Scan the listing for the word "components", and copy out each line where it is found.

========

PR #20811, opened 2026-08-11
Fix three silently-dead review lanes and sweep pipeline tech debt

CamSoper:
Maintenance pass over the pre-merge review pipeline and the daily content review. Most of it is small, but three components turned out to be reporting green while doing nothing.

## Three silently-dead components

**`blog-review-index` and `claims-reverify` have never run on schedule.** Both gate on `vars.<NAME>_COUNT != '0'`. An unset variable is `null`, and GitHub coerces a Null-vs-String comparison to numbers (`null` → 0, `'0'` → 0), so the gate evaluates `0 != 0` = false. "unset -> on", the default both workflow headers document, actually meant **off**.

========

Result below:
Maintenance pass over the pre-merge review pipeline and the daily content review. Most of it is small, but three components turned out to be reporting green while doing nothing.
## Three silently-dead components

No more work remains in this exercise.